● WORK TO COMPLETE: Copy out each line of the listing that has the word "almost" in it.

● EXERCISE INPUT:
PR #1150, opened 2020-01-08
fixed typos in gui folder

DonatoMeoli:


Okhaledzaki:
same issue as with pr #1148

antmarakis:
I would like to know, what are you planning on doing with the DL functions you removed? Are you going to add them to `learning`, or something else? I think they should be put in the DL script.

DonatoMeoli:
> I would like to know, what are you planning on doing with the DL functions you removed? Are you going to add them to `learning`, or something else? I think they should be put in the DL script.

I removed the classes that use Keras because I think that the repository's focus is to propose simple and intuitive implementations to the problems proposed in the book and not to wrap other high-level DL libraries.
I hope someone wants to try in the future with the implementation of these classes, maybe I will try in a short future in the context of the Computational Neuroscience exam.

antmarakis:
Thing is, I was not the one who merged these commits, so I am not sure what to do with them. I remember a while ago Dr. Norvig wanted to start using TensorFlow in here, so maybe this is it.

I would prefer if they remained in there, just to be safe.

DonatoMeoli:
> Thing is, I was not the one who merged these commits, so I am not sure what to do with them. I remember a while ago Dr. Norvig wanted to start using TensorFlow in here, so maybe this is it.
> 
> I would prefer if they remained in there, just to be safe.

Ok @antmarakis, in the meanwhile I provided to re-added Keras class in order to give you the possibility to merge the others changes.

PR #1157, opened 2020-01-16
[MRG] ENH: Add animations for search algorithms

### LINKED ISSUE #1155: Visualizations for search algorithms
I browsed through the search algorithms notebook and I think that adding the visualization of how the search algorithm expands and finds the path would be useful and interesting. Kind of what @redblobgames did in his article (and has probably been done in aima-javascript). 

I made this for BFS using ipythonblocks:
vis

tirthasheshpatel:
Fixes #1155 

Add more interactive visualization of search algorithms. I have added almost all the search algorithms but still have left bidirectional search, iterative deepening search, and lrta*.

vis


tirthasheshpatel:
I also did some cleanup in the ``search4e`` notebook!

notebook4e.py
```diff
@@ -1156,3 +1159,251 @@ def plot_pomdp_utility(utility):
...
+        result |= line(x, y, dx, dy, random.choice(lengths))
+    return result
+
+
+def line(x, y, dx, dy, length):
+    """A line of `length` cells starting at (x, y) and going in (dx, dy) direction."""
+    return {(x + i * dx, y + i * dy) for i in range(length)}
+
+
+class AnimateProblem(GridProblem):
```
antmarakis: Isn't there a way to get just the `AnimateProblem`  function in `notebook.py`? I think the rest do not fit here, except `random_lines` and `line`.

tirthasheshpatel: We need methods from the class `GridProblem` (which in turn is a subclass of `Problem`) and removing the class will result in the addition of the same methods in `AnimateProblem` class. I know that it seems odd to repeat the same code, but we can get away with that if these functions and classes are just utilities for internal use. What do you think?

tirthasheshpatel: Ok, I took a shot at it and removed almost all the duplicated code. Runs fine with a few warnings from `matplotlib` animation API.

tirthasheshpatel: Oh! The warning was because the solution initially is empty and matplotlib is not able to find the required arguments to draw... I think it's fine.

tirthasheshpatel:
@antmarakis is this ready to merge?

tirthasheshpatel:
oh, I see why the tests fail! totally forgot to add support for python 3.5. Lemme do that real quick!

omar-3:
I have been searching for something like that for a while and I cloned your repository to try them out, the A* algorithm works perfectly, but bfs/dfs doesn't find a solution and they got stuck despite them being complete algorithms. Am I missing something?

PR #1158, opened 2020-01-20
Added xgboost algorithm

AstikaNehra:


dmeoli:
Thanks @AstikaNehra. This branch is the same scattered grab-bag as #1171/#1172/#1177 (xgboost.ipynb, a pima-indians CSV, a 'chapter 20' directory with a space, duplicate adam-optimizer notebooks) and isn't a focused, mergeable change. xgboost is also a heavy external dependency that's out of scope for the core library. Closing; a single focused notebook from a clean branch would be welcome. Thanks!

PR #1163, opened 2020-01-28
added LinearRegressionLearner, LogisticRegressionLearner with tests and fixed NeuralNetLearner and PerceptronLearner

dmeoli:


deep_learning4e.py
```diff
@@ -338,64 +339,136 @@ def get_batch(examples, batch_size=1):
         yield examples[i: i + batch_size]
 
 
-def NeuralNetLearner(dataset, hidden_layer_sizes, l_rate=0.01, epochs=1000, batch_size=1,
-                     optimizer=stochastic_gradient_descent, verbose=None):
+class NeuralNetLearner(Learner):
```
antmarakis: I think this is not the best way to implement NNs. Even though you improved and streamlined the process a bit, right now it is not very useful. In your `fit` function you both initialize the model *and* train it. It would be best if these two processes were separate. That way, we could initialize the architecture, fit it, and then fit it again if we need to. So, all the initialization stuff should go to `__init__` and all the training stuff in `fit`.

deep_learning4e.py
```diff
@@ -338,64 +339,136 @@ def get_batch(examples, batch_size=1):
...
             layer_input = layer_out
 
         return layer_out.index(max(layer_out))
 
-    return predict
-
 
-def PerceptronLearner(dataset, l_rate=0.01, epochs=1000, batch_size=1,
-                      optimizer=stochastic_gradient_descent, verbose=None):
+class PerceptronLearner(Learner):
```
antmarakis: Same as the NN. Don't add the initialization stuff in `fit`.

deep_learning4e.py
```diff
@@ -338,64 +339,136 @@ def get_batch(examples, batch_size=1):
...
+                                          l_rate=self.l_rate, batch_size=self.batch_size, verbose=self.verbose)
+        return self
+
+    def predict(self, example):
+        layer_out = self.learned_net[1].forward(example)
         return layer_out.index(max(layer_out))
 
-    return predict
+
+if __name__ == "__main__":
```
antmarakis: I don't think having a main adheres to the rest of the repo's structure, I would prefer to have all that in the tests.

learning4e.py
```diff
@@ -453,139 +464,216 @@ def information_content(values):
...
+    def predict(self, example):
         """Find the k closest items, and have them vote for the best."""
-        best = heapq.nsmallest(k, ((dataset.distance(e, example), e) for e in dataset.examples))
-        return mode(e[dataset.target] for (d, e) in best)
+        best = heapq.nsmallest(self.k, ((self.dataset.distance(e, example), e) for e in self.dataset.examples))
+        return mode(e[self.dataset.target] for (d, e) in best)
 
-    return predict
 
+class LossFunction:
```
antmarakis: Why do loss functions need to be a class? I think the code would be much simpler if we kept them as functions.

learning4e.py
```diff
@@ -453,139 +464,216 @@ def information_content(values):
...
-    Linear classifier with hard threshold.
-    """
-    idx_i = dataset.inputs
-    idx_t = dataset.target
-    examples = dataset.examples
-    num_examples = len(examples)
 
-    # X transpose
-    X_col = [dataset.values[i] for i in idx_i]  # vertical columns of X
+class MeanSquaredError(LossFunction):
```
antmarakis: Same here, I think we already defined loss functions in learning as actual functions, I don't see why we need to have them as classes.

deep_learning4e.py
dmeoli: Sorry, it was a main that I used to test functions pre PR and I forgot to remove.

deep_learning4e.py
dmeoli: Idem

deep_learning4e.py
dmeoli: Ok Antonis, I thought about when you said and I reported the implementation of NeuralNet learner and PerceptronLearner as they were as they represent only examples of how a neural network could be composed :)

learning4e.py
dmeoli: I'm sorry, this class is necessary to fix the X and y matrices before and then pass the methods to Scipy minimization method! Anyway, I think it is right to have classes for the loss functions as for the activation functions that expose two methods, one that returns the cost of the function and the other the derivative (or, in this case, the Jacobian).

learning4e.py
dmeoli: Idem. Anyway, in the next PR I will try to prepare the neural network for the use of these more explanatory classes in order to make it more modular by separating the part of backpropagation from that of optimization. As it is now, even if it works, I think it is not very intuitive in a learning sense.

PR #1164, opened 2020-01-28
SGD with momentum

### LINKED ISSUE #1162: SGD with momentum

So-ham:
Resolves #1162 
This is how it looks!!
scr


antmarakis:
Hi, thanks for the contribution!

Even though it is really nice, there are some things I would like to bring up:

a) In the code, we do not seem to have SGD with momentum. Usually here we use the notebooks to show how the implementations work, describing the algorithm along the way. Also, remember that this is a repository for a book, so if an algorithm is not in the book, there is not much use in adding it here.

● RESPONSE AREA:
Add more interactive visualization of search algorithms. I have added almost all the search algorithms but still have left bidirectional search, iterative deepening search, and lrta*.
tirthasheshpatel: Ok, I took a shot at it and removed almost all the duplicated code. Runs fine with a few warnings from `matplotlib` animation API.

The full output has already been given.